We just felt the need to restate that for the record, as we'd just done a quick implementation of a "most recent articles" list that was really a "most *recently-updated articles" list. Almost identical logic, so it's not like we throw anything away… :grinning:

jdickey commented 8 years ago

Considering the list from the comment linked immediately above,

[x] Most recently-updated articles Second in the original list; first to have an initial implementation. We stress the phrase initial implementation since the code that exists as of Commit ee89cba (see here and here) simply sorts all Articles by the updated_at timestamp without filtering out those Articles without updates (and whose created_at and updated_at timestamps are therefore identical)
[x] Most recent articles This simply sorts all Articles by created_at timestamp, in reverse order (most recent first). Trivial; up next as we write this;
[x] "Hot topics" tag cloud A "tag cloud" is a presentation of tags or other textual short data items with size corresponding (usually) to occurrence in the source corpus. The upcoming SummariseContent#keywords_by_frequency method will read the keywords assigned to each article, maintaining a list of keywords with counts (independent of what Articles those keywords are associated with), which will then be sorted and returned.

These tasks need data beyond what is provided by the prolog_core Gem as of release 0.4. We don't think that scoring/ranking should be a part of prolog_core, but a separate component/Gem that depends on prolog_core. We're generally willing to be persuaded otherwise, however.

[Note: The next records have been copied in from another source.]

PR #5114, opened 2021-07-21
Admin Auth Config options & cleanup

JRascagneres:
Adds config options and does some cleanup:
- Re-enable admin api and metrics api auth by default
- Add admin api and metrics api config options to the legacy config to allow opt-out in upgrade case
- Add `EnableAdminAuthenticationPermissionsCheck` option so user can opt-in to the permissions based check - Required due to this being a DP feature
- Tweak Permission format to include "!" as part of the name. This should be done as some stats are in a 'category' so you have stats such as cluster.bucket[db].stats!read. This means we could add a Permission with the name `.stats!read`. Unsure at the moment but this may be required in the SGW case, perhaps they will be in a category?
- Add request context to admin auth logging
- Add authorized users name to http logging where we currently have (as ADMIN)
- Move admin auth tests to specific file

- [x] http://uberjenkins.sc.couchbase.com:8080/view/All/job/sync-gateway-integration/910/


rest/handler.go
```diff
@@ -254,20 +255,22 @@ func (h *handler) invoke(method handlerMethod, accessPermissions []Permission, r
...
+		permissions, statusCode, err := checkAdminAuth(authScope, username, password, httpClient, managementEndpoints,
+			*h.server.config.API.EnableAdminAuthenticationPermissionsCheck, accessPermissions, responsePermissions)
 		if err != nil {
 			base.Warnf("An error occurred whilst checking whether a user was authorized: %v", err)
 			return base.HTTPErrorf(http.StatusInternalServerError, "")
 		}
 
 		if statusCode != http.StatusOK {
-			base.Infof(base.KeyAuth, "User %s failed to auth as an admin statusCode: %d", username, statusCode)
+			base.Infof(base.KeyAuth, "%s: User %s failed to auth as an admin statusCode: %d", h.formatSerialNumber(), username, statusCode)
```
bbrks:
```suggestion
			base.Infof(base.KeyAuth, "%s: User %s failed to auth as an admin statusCode: %d", h.formatSerialNumber(), base.UD(username), statusCode)
```

rest/handler.go
```diff
@@ -254,20 +255,22 @@ func (h *handler) invoke(method handlerMethod, accessPermissions []Permission, r
...
 			return base.HTTPErrorf(statusCode, "")
 		}
 
+		h.authorizedAdminUser = username
 		h.permissionsResults = permissions
 
-		base.Infof(base.KeyAuth, "User %s was successfully authorized as an admin", username)
+		base.Infof(base.KeyAuth, "%s: User %s was successfully authorized as an admin", h.formatSerialNumber(), username)
```
bbrks:
```suggestion
		base.Infof(base.KeyAuth, "%s: User %s was successfully authorized as an admin", h.formatSerialNumber(), base.UD(username))
```

rest/handler.go
```diff
@@ -681,13 +691,18 @@ func (h *handler) getBearerToken() string {
 // taggedEffectiveUserName returns the tagged effective name of the user for the request.
 // e.g: '<ud>alice</ud>' or 'GUEST'
 func (h *handler) taggedEffectiveUserName() string {
-	if h.privs == adminPrivs {
+	if h.authorizedAdminUser != "" {
+		return h.authorizedAdminUser + " as ADMIN"
```
bbrks:
```suggestion
		return base.UD(h.authorizedAdminUser).Redact() + " as ADMIN"
```

bbrks (changes requested):
Looks OK, need to apply user-data redaction in the logging though

bbrks (approved):

PR #5115, opened 2021-07-21
Renamed temporary flag override for LiteCore tests to their new names

IsaacLambat:
Renamed bootstrap.allow_insecure_server_connections to bootstrap.use_tls_server
Renamed api.https.allow_insecure_tls_connections to api.https.use_tls_client
Also changed the defaults as appropriate

### DIFF
--- a/rest/main.go
+++ b/rest/main.go
@@ -49,8 +49,8 @@ func serverMain(ctx context.Context, osArgs []string) error {
 	adminInterfaceAuthFlag := fs.Bool("api.admin_interface_authentication", false, "")
 	metricsInterfaceAuthFlag := fs.Bool("api.metrics_interface_authentication", false, "")
 
-	allowInsecureServerConnections := fs.Bool("bootstrap.allow_insecure_server_connections", false, "")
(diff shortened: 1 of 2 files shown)


rest/main.go
```diff
@@ -49,8 +49,8 @@ func serverMain(ctx context.Context, osArgs []string) error {
 	adminInterfaceAuthFlag := fs.Bool("api.admin_interface_authentication", false, "")
 	metricsInterfaceAuthFlag := fs.Bool("api.metrics_interface_authentication", false, "")
 
-	allowInsecureServerConnections := fs.Bool("bootstrap.allow_insecure_server_connections", false, "")
-	allowInsecureTLSConnections := fs.Bool("api.https.allow_insecure_tls_connections", false, "")
+	useTLSServer := fs.Bool("bootstrap.use_tls_server", true, "")
```
IsaacLambat, line 52: Wouldn't this being true cause problems by it overriding the config the user provided if the user has set it to false?
I think this because the flags override the config.

bbrks: can address this in the pr that uses these flag values

bbrks (approved):

PR #5682, opened 2022-08-05
CBG-2234 make DCPClient.Close blocking

torcolvin:
This makes jenkins tests hang in rest sometimes, but this looks like it doesn't change behavior. It will pass if you run all the tests separately.

## Pre-review checklist

- [x] `GSI=true,xattrs=true` https://jenkins.sgwdev.com/job/SyncGateway-Integration/1017/
- [x] `GSI=false,xattrs=true` https://jenkins.sgwdev.com/job/SyncGateway-Integration/1019/

### DIFF
--- a/base/dcp_client.go
+++ b/base/dcp_client.go
@@ -127,10 +127,11 @@ func NewDCPClient(ID string, callback sgbucket.FeedEventCallbackFunc, options DC
 	return client, nil
 }
 
-// Start returns an error and a channel to indicate when the DCPClient is done. If Start returns an error, DCPClient.Close() needs to be called.
+// Start returns an error and a channel to indicate when the DCPClient is done.
 func (dc *DCPClient) Start() (doneChan chan error, err error) {
 	err = dc.initAgent(dc.spec)
 	if err != nil {
+		_ = dc.Close()
 		return dc.doneChannel, err
 	}
 	dc.startWorkers()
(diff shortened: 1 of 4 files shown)


base/dcp_client.go
```diff
@@ -127,26 +127,29 @@ func NewDCPClient(ID string, callback sgbucket.FeedEventCallbackFunc, options DC
...
 		}
 	}
 	return dc.doneChannel, nil
 }
 
-// Close is used externally to stop the DCP client. If the client was already closed due to error, returns that error
+// Close is used externally to stop the DCP client. If the client was already closed due to error, returns that error.
 func (dc *DCPClient) Close() error {
 	dc.close()
+	<-dc.doneChannel
```
adamcfraser, line 152: The goroutine in dc.close() is going to write dc.getCloseError() to the channel - can we read that instead of calling again on line 153?

Also, it would be more defensive to have a select with a timeout option on this channel read, what do you think?

base/dcp_client_test.go
```diff
@@ -333,8 +327,10 @@ func TestResumeStoppedFeed(t *testing.T) {
 		if bytes.HasPrefix(event.Key, []byte(t.Name())) {
 			count := atomic.AddUint64(&mutationCount, 1)
 			if count > 5000 {
-				err := dcpClient.Close()
-				assert.NoError(t, err)
+				// use go routine to not deadlock, since this callback will prevent a close from happening
```
adamcfraser, line 330: If DCP clients can't invoke Close() within the callback without spawning a separate goroutine, I'm not sure that a blocking external Close() is the pattern we want?  Seems like an easy way to introduce deadlocks.

adamcfraser (changes requested):

base/dcp_client.go
torcolvin: The problem is that if it is already closed when it hits close(), we won't get this error, it's just a closed channel. I don't feel strongly about having a timeout, although as you say we can hit deadlocks below.

Because the dcp feed can be closed at almost any time, there's a real chance of missing the close error when it does error when you select and wait for `DCPClient.close`. The only pattern that seems OK is to wait on doneChan and not have it return errors, but check the errors after.

base/dcp_client_test.go
torcolvin: See the above comment, but in all cases here we are doing a synchronous close so I wonder if a public helper function is worthwhile.

torcolvin:
Closing this PR to say that this isn't going to be done anytime soon, but leaving CBG-2234 branch alive in case we revisit it.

Top Articles orders published Articles by their CoRank or equivalent. Further definition of this is required, and may necessitate having this data item deferred until after Meldd 0.5 launches.
Top Authors similarly orders a list of authors of published Articles by decreasing CoRank score. While this is clear in concept, CoRank itself may not be fully designed and implemented in time for Meldd 0.5 and thus is also a candidate for deferral.
Rising Stars presents a ranking of authors of published Articles in descending order of increase in their CoRank over a fixed period of time. As with the two earlier features, this is unlikely to make it into Meldd 0.5.

Questions? Objections? Discussion and PRs welcome. :grinning:

mitpaladin commented 8 years ago

:P I would argue we don't need tag cloud sorting for 0.5 either, just provide "Most recently-updated articles" as default and "Most recent articles" to show how different sorting could be done

jdickey commented 8 years ago

As of Commit 81c5baa, we now have all the pieces we're going to have in the current whack at SummariseContent, but there's an inconsistency: we return a list of articles from #call, and there are separate methods for keywords by frequency, most recent articles, and most recently-updated articles. Either we should rename #call to #list_articles, or rework #call to return a Hash of all four lists. We'd argue for the latter, especially considering that what's currently done in #call is a prerequisite for any of the other lists.

Coming up shortly; the big time sink today was automating the rebuild-article-fixture-data rebuild process.